TAYLOR, JAMES BAYARD - American Literature of the Sea and Great Lakes

American Literature of the Sea and Great Lakes

TAYLOR, JAMES BAYARD (1825-1878). James Bayard Taylor, born in Chester County, Pennsylvania, launched his career as a travel writer with Views Afoot (1846), an account of a walking tour of Europe, and soon became probably the most popular and prolific American travel writer of his time. His accounts usually emphasize inland areas, but two have significant sections on sea travel. A Visit to India, China, and Japan in the Year 1853 (1855) recounts a hurried trip leading him to Shanghai, where he was appointed a master’s mate by Commodore Matthew Perry* on the voyage to open Japan to the Western world. Though Taylor sailed from Gibraltar across the Mediterranean and then from Suez to Bombay, he says little about the journey except to describe the British fortress at Aden, and even less about the subsequent journey from Calcutta to Shanghai.

He reports the journey to Japan more fully, though he was obliged to give his trip notes to the navy and depends heavily on memory for this early account of American encounters with Japan. His narrative also describes visits to the Loo-Choo Islands (now the Ryukyu), the Bonin group, and the Marquesas, mentioning in his narrative Herman Melville’s* Typee* (1846). When negotiations with Japan begin, Taylor does not find Perry’s aggressive tactics at all offensive but contrasts what he considers the forthrightness and firmness of Perry with the duplicity and dissimulation of the Japanese. Despite the brevity of his career as a naval officer, Taylor asserts that promotion in the navy should not be based on seniority and that corporal punishment should be maintained.

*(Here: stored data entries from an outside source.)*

PR #26082, opened 2021-02-13
Scripts/Spells: corrections to Death Knight spell Blood Mastery

matanshukry:
**Changes proposed:**

-  Using EffectLaunch rather than OnEffectHitRather and with the correct effect type

- [ ] 3.3.5
- [x] master

**Issues addressed:**

**Tests performed:**

- [x] It builds
- [x] Tested in-game

- [ ] Missing mechanic: the heal should be done for 25% of the damage received in the last 5 seconds. I'm not aware of any mechanics we have to do it, nor have I seen any proc flags on the spells.

### DIFF
--- a/src/server/game/Spells/SpellMgr.cpp
+++ b/src/server/game/Spells/SpellMgr.cpp
@@ -1654,6 +1654,7 @@ void SpellMgr::LoadSpellProcs()
     }
 
     isTriggerAura[SPELL_AURA_DUMMY] = true;
+    isTriggerAura[SPELL_AURA_PERIODIC_DUMMY] = true;
     isTriggerAura[SPELL_AURA_MOD_CONFUSE] = true;
     isTriggerAura[SPELL_AURA_MOD_THREAT] = true;
     isTriggerAura[SPELL_AURA_MOD_STUN] = true; // Aura does not have charges but needs to be removed on trigger
--- a/src/server/scripts/Spells/spell_dk.cpp
+++ b/src/server/scripts/Spells/spell_dk.cpp
@@ -29,6 +29,7 @@
 #include "SpellHistory.h"
 #include "SpellMgr.h"
 #include "SpellScript.h"
+#include <numeric>
 
 enum DeathKnightSpells
 {
@@ -63,6 +64,7 @@ enum DeathKnightSpells
     SPELL_DK_RUNIC_RETURN                       = 61258,
     SPELL_DK_SLUDGE_BELCHER                     = 207313,
     SPELL_DK_SLUDGE_BELCHER_SUMMON              = 212027,
+    SPELL_DK_DEATH_STRIKE_ENABLER               = 89832, // Server Side
     SPELL_DK_TIGHTENING_GRASP                   = 206970,
     SPELL_DK_TIGHTENING_GRASP_SLOW              = 143375,
     SPELL_DK_UNHOLY                             = 137007,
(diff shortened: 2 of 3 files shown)


matanshukry:
travis-ci is failing, but looks like a cache issue to me?

illfated:
Yes, it looks like something happened to one of the travis-ci Linux files after the build started. Should be possible to resolve by triggering a new build. (I seem to remember the travis-ci page having an option to restart the build, but I can't find that option now, so it might be removed for all I know.)

illfated:
BTW, PR title suggestion: **Scripts/Spells: corrections to Death Knight spell Blood Mastery**

src/server/scripts/Spells/spell_dk.cpp
```diff
@@ -585,12 +585,12 @@ class spell_dk_death_strike : public SpellScriptLoader
             void HandleHeal(SpellEffIndex /*effIndex*/)
             {
                 Unit* caster = GetCaster();
-                //TODO: heal = std::min(10% health, 20% of all damage taken in last 5 seconds)
-                int32 heal = CalculatePct(caster->GetMaxHealth(), GetSpellInfo()->GetEffect(EFFECT_4)->CalcValue());
-                caster->CastCustomSpell(SPELL_DK_DEATH_STRIKE_HEAL, SPELLVALUE_BASE_POINT0, heal, caster, true);
+                // heal for 25% taken for last 5 seconds, for min 7% of max health, up to
```
illfated, line 588: Comment content improvement suggestion:
```suggestion
                // Heal 25% damage taken during the last 5 seconds, up to a minimum of 7% of max health.
```
(in case I have misunderstood the spell description, please adjust the text accordingly)

matanshukry: actually I don't think the usage of "up to" with "minimum" is a good one in genereal (which is also what I did). I'll simply use the actual tooltip text:
"heals you for 25% of all damage taken in the last 5 sec, minimum 7.0% of maximum health."

illfated: Fair & good point. So maybe the following will be acceptable?
```suggestion
                // Heals you for 25% of all damage taken in the last 5 sec, minimum 7.0% of maximum health.
```

src/server/game/Spells/Auras/SpellAuraEffects.cpp
```diff
@@ -6410,6 +6410,27 @@ void AuraEffect::HandleBattlegroundPlayerPosition(AuraApplication const* aurApp,
         bg->RemovePlayerPosition(target->GetGUID());
 }
 
+void AuraEffect::HandleModArmorPctFromStat(AuraApplication const* aurApp, uint8 mode, bool apply) const
+{
+    // Increase armor by <AuraEffect.BasePoints> % of your <primary stat>
+
```
illfated, line 6416: I could be wrong, but it looks like this blank line is redundant.
```suggestion
```

matanshukry: I wanted to make sure the comment isn't assosiated with the line after it but rather with the entire body;
Any better suggestions than this empty newline?

illfated: Aha, I see what you mean. So the comment does not belong to the next line.
How about outside the brackets, either right before or right after `void AuraEffect:: [...]` ?

matanshukry: Haven't seen any comments outside methods but I do like it;
Moved that code to a different PR, but I'll just do that there.

ghost (approved):
Looks fairly good to me, mostly minor changes (refactoring?)

matanshukry:
> Looks fairly good to me, mostly minor changes (refactoring?)

Yup, still missing the main part about it (in the TODO list). I'll probably have to implement server-side proc effects first and then use it on this one.

sql/updates/world/master/2021_99_99_99_world_dk_blood_mastery.sql
```diff
@@ -0,0 +1,17 @@
+-- 89832 Death Strike Enabler
+DELETE FROM `serverside_spell` WHERE `Id` = 89832 AND `DifficultyID` = 0;
+INSERT INTO `serverside_spell` (`Id`, `DifficultyID`, `SpellName`, `Attributes`, `CastingTimeIndex`, `ProcFlags`, `ProcChance`, `DurationIndex`, `RangeIndex`, `SchoolMask`) VALUES
+(89832, 0, 'Spell Strike Enabler', 0x1d0, 1 /* CastingTimeIndex: 0/0/0 */, 0xAAAA8 /*ProcFlags: Damage Taken */, 100 /*Proc Chance*/, 21 /*Duration: -1/0/-1 */, 1 /*Range: Self Only*/, 0x1 /* Physical */);
```
Shauren, line 4: should have been `Death Strike Enabler`?

src/server/game/Spells/SpellMgr.cpp
```diff
@@ -1652,6 +1652,7 @@ void SpellMgr::LoadSpellProcs()
     }
 
     isTriggerAura[SPELL_AURA_DUMMY] = true;
+    isTriggerAura[SPELL_AURA_PERIODIC_DUMMY] = true;
```
Shauren, line 1655: This should not be needed, it is only there to automatically generate SpellProcEntry data based on SpellInfo alone, without using `spell_proc` table at all

Shauren (changes requested):

src/server/game/Spells/SpellMgr.cpp
matanshukry: Right, although it won't automatically generate it, it will only do so if it has proc flags.
Any reason we don't want that?

Without it I need to create a dedicated spell_proc entry, while using the exact same values that are already on the spell.

sql/updates/world/master/2021_99_99_99_world_dk_blood_mastery.sql
matanshukry: yup

src/server/game/Spells/SpellMgr.cpp
Shauren: This is actually fine

Shauren (approved):

src/server/scripts/Spells/spell_dk.cpp
```diff
@@ -485,31 +498,74 @@ class spell_dk_death_strike : public SpellScript
...
+    }
 
-            void Register() override
-            {
-                OnEffectHitTarget += SpellEffectFn(spell_dk_festering_strike::HandleScriptEffect, EFFECT_2, SPELL_EFFECT_DUMMY);
-            }
-        };
+    void Register() override
+    {
+        OnEffectHitTarget += SpellEffectFn(spell_dk_festering_strike::HandleScriptEffect, EFFECT_2, SPELL_EFFECT_DUMMY);
```
ZaDarkSide, line 566: Here should be EFFECT_1

matanshukry: this PR isn't related to this script, just removed indent.

ZaDarkSide: Yes, but still it's a bug :)

matanshukry: If you want to comment on every bug in the code we're going to be in here for a long time :)

I also wouldn't call it a bug as much as outdated code; it was right at some point in the past, just never got updated.

ZaDarkSide: Maybe I should start doing PRs :) instead of commenting on lines of code :)

matanshukry: Always welcome to do PRs - that would be great :)
But I do appreciate the comments on code! if you ask me - do both xd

In the summer of 1857, as part of a plan to describe for a volume entitled Northern Travels (1858) both a day in which the sun did not rise and a day in which it did not set, he sailed up the coast above Norway into the Arctic* circle. Again he writes little about the sea, admiring sunsets and a glacier, finding the maelstrom more famous than dangerous, and thinking the descendants of the Vikings an unimpressive lot.